### Exercise directions
What lines of the data below hold the string "dlqqq"? Copy each one out.

──────── Supplied entries

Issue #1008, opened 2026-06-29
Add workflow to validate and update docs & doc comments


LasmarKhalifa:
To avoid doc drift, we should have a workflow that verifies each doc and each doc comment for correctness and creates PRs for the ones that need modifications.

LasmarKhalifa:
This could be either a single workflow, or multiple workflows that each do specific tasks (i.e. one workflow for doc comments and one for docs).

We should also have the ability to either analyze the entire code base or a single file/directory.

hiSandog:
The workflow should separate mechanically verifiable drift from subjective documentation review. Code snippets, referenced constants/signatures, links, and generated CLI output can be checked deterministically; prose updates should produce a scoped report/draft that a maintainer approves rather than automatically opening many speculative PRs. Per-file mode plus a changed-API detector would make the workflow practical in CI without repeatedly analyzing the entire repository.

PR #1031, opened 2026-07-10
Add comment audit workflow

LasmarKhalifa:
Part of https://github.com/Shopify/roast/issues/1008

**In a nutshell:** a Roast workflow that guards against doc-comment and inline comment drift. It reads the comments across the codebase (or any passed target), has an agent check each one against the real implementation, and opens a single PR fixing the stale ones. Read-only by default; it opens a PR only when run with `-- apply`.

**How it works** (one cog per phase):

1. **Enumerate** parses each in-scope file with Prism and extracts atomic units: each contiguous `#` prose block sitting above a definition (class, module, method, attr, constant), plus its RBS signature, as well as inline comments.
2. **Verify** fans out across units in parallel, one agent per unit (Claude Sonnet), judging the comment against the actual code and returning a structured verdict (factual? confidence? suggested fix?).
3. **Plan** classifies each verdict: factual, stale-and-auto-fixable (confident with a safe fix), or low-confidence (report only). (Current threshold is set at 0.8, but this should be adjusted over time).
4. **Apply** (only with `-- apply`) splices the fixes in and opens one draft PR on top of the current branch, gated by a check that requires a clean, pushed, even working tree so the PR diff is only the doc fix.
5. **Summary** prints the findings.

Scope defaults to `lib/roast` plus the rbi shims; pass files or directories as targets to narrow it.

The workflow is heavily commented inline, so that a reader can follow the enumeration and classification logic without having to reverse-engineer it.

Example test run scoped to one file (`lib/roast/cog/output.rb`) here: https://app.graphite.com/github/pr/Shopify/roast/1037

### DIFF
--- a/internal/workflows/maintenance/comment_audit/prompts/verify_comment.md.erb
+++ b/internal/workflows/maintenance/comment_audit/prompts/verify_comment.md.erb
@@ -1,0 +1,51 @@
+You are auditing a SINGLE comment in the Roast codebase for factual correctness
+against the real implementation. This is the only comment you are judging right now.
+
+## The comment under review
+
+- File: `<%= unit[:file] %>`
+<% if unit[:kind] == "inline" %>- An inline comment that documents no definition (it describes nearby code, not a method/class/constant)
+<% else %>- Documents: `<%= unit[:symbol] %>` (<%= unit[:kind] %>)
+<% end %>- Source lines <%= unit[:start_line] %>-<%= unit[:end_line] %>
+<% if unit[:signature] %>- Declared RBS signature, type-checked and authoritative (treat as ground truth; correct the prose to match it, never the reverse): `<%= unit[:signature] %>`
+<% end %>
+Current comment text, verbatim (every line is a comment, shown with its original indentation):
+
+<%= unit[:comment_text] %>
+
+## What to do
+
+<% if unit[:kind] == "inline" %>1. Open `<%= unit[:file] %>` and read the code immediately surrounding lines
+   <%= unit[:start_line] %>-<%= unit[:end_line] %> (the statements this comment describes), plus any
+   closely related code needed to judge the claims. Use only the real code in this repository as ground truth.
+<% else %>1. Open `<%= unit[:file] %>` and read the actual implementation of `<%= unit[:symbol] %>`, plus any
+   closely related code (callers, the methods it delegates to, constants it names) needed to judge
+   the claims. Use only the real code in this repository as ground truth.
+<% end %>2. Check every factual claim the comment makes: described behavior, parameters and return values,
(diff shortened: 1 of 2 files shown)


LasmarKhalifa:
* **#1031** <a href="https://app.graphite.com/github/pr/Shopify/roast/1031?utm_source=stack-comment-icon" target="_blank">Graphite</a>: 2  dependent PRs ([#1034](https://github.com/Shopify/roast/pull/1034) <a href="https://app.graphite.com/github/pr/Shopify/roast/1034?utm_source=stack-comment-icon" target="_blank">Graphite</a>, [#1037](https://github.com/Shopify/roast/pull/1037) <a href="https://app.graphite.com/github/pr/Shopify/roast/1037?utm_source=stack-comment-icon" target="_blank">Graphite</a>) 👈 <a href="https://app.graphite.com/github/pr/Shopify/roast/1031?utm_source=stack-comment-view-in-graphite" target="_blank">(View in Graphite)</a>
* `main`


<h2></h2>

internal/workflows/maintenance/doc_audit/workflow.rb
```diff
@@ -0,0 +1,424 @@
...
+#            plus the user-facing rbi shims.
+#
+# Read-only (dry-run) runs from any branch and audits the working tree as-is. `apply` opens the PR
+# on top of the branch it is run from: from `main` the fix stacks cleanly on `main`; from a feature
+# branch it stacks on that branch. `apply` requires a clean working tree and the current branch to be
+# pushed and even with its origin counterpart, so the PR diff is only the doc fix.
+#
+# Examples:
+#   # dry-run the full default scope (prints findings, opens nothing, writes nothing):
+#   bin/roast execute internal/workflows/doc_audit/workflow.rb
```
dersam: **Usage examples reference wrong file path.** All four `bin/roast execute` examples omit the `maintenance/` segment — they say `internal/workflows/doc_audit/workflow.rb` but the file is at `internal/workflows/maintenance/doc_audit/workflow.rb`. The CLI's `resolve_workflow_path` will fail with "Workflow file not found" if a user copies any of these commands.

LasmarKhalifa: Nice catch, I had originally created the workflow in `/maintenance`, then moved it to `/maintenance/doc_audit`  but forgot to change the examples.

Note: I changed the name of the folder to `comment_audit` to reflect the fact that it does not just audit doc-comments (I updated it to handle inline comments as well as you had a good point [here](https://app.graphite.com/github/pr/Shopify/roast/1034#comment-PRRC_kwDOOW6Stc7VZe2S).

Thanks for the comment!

────────────────
──────── Supplied entries

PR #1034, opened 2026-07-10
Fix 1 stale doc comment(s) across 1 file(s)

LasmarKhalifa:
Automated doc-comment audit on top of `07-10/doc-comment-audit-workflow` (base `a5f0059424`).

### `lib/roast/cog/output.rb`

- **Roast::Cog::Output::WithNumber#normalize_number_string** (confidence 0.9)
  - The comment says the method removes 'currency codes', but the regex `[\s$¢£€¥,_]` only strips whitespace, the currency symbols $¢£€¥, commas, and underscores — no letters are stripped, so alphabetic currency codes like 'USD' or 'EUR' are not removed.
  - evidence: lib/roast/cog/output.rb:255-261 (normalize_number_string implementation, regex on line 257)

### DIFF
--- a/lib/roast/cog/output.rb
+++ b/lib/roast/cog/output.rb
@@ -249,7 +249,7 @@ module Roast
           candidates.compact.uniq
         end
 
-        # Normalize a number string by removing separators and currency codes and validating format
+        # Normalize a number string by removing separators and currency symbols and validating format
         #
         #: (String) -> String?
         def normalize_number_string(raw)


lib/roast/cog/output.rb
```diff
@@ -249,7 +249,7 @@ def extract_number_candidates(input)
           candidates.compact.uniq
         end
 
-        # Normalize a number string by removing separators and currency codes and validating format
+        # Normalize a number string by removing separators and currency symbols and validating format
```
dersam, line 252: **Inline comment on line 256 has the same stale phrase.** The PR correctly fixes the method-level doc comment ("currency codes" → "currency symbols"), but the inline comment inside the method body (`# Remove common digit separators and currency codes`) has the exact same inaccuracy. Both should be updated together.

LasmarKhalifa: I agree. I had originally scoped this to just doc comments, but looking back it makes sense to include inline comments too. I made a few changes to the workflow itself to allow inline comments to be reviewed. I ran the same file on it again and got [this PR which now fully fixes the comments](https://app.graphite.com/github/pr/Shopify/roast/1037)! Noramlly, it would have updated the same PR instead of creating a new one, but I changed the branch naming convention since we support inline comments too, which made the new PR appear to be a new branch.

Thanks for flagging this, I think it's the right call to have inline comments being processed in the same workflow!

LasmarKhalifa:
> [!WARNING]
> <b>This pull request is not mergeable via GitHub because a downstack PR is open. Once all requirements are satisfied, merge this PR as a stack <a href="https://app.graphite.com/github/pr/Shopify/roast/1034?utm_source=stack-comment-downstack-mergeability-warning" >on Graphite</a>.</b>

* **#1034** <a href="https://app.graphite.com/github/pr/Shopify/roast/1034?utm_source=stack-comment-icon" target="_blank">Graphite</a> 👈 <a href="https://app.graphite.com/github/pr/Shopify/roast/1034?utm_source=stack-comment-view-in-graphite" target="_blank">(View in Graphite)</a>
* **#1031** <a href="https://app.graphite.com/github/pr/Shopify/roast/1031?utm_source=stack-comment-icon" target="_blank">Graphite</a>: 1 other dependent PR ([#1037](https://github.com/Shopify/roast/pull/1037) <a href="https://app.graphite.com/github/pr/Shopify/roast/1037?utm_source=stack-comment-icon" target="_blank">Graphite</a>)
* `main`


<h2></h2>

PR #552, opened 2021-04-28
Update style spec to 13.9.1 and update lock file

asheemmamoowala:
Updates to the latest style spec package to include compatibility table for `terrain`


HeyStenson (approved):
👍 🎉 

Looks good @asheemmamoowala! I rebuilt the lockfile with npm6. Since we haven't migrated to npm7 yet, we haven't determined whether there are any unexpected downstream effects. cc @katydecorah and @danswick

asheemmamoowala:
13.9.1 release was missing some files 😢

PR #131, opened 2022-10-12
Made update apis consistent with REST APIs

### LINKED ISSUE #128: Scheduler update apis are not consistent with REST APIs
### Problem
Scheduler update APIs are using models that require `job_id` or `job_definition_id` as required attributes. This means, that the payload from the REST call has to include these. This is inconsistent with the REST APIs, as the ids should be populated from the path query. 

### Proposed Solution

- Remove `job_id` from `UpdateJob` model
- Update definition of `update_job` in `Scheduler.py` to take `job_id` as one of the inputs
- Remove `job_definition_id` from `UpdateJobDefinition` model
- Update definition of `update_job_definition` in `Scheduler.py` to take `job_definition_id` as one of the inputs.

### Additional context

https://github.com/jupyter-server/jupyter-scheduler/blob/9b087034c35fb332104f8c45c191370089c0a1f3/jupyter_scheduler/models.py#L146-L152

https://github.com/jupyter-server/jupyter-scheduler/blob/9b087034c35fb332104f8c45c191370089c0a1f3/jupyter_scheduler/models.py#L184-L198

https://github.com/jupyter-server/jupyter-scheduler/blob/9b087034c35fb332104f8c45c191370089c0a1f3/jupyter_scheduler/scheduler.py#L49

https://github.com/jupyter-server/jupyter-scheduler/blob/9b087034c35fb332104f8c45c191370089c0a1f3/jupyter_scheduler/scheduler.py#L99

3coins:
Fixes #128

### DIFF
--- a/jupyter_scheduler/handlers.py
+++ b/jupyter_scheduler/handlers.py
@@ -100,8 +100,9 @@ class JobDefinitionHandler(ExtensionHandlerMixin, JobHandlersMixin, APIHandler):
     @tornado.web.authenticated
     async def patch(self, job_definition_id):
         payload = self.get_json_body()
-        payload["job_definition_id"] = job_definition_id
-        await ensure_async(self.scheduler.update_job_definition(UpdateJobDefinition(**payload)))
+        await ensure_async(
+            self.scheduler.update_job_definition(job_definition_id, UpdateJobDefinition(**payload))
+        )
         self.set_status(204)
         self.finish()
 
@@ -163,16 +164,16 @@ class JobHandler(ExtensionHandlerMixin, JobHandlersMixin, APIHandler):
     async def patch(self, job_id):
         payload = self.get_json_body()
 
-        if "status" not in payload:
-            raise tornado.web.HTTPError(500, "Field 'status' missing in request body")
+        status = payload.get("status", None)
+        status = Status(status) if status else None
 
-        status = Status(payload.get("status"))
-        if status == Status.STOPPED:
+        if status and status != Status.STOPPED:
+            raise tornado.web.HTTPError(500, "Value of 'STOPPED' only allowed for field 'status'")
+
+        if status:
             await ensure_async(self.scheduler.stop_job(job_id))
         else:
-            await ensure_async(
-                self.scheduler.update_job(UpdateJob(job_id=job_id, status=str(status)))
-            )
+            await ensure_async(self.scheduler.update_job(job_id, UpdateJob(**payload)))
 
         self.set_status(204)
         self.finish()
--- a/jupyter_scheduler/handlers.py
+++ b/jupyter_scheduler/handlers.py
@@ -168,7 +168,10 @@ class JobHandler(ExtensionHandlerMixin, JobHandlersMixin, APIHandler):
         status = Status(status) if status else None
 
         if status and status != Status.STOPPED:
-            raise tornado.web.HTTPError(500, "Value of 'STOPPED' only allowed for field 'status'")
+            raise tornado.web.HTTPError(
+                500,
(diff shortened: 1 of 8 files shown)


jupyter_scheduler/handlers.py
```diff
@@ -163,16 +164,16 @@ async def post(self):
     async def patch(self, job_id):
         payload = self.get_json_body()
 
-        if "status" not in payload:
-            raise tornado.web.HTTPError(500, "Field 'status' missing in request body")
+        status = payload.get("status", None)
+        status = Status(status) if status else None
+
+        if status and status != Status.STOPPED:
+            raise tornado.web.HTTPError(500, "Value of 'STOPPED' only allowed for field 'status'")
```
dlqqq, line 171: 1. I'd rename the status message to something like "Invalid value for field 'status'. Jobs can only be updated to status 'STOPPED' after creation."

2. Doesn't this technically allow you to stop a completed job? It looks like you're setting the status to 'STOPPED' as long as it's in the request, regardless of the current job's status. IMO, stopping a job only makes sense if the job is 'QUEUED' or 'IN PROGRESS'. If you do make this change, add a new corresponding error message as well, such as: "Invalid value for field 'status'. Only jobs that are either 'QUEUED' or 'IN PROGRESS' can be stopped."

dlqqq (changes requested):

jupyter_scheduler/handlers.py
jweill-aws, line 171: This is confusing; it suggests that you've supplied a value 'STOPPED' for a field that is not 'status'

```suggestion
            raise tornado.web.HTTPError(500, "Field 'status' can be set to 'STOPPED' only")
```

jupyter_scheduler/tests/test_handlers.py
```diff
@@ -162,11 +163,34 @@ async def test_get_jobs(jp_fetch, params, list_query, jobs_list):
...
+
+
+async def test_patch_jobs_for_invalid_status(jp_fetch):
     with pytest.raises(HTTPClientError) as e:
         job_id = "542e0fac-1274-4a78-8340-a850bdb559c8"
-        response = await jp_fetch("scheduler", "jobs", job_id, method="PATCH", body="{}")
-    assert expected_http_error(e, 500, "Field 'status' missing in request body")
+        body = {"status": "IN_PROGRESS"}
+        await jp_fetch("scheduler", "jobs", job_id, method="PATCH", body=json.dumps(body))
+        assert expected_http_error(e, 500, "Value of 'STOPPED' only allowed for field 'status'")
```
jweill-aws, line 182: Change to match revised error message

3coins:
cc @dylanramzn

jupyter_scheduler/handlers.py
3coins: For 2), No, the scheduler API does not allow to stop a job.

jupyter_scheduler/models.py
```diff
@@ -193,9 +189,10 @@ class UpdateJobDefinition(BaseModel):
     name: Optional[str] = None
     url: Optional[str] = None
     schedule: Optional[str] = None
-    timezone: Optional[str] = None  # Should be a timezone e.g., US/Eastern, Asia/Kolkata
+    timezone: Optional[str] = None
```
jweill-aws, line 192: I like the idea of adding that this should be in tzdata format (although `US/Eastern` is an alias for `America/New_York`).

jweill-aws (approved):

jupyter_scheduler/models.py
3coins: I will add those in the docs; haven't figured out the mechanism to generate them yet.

────────────────

### The answer
dlqqq, line 171: 1. I'd rename the status message to something like "Invalid value for field 'status'. Jobs can only be updated to status 'STOPPED' after creation."
dlqqq (changes requested):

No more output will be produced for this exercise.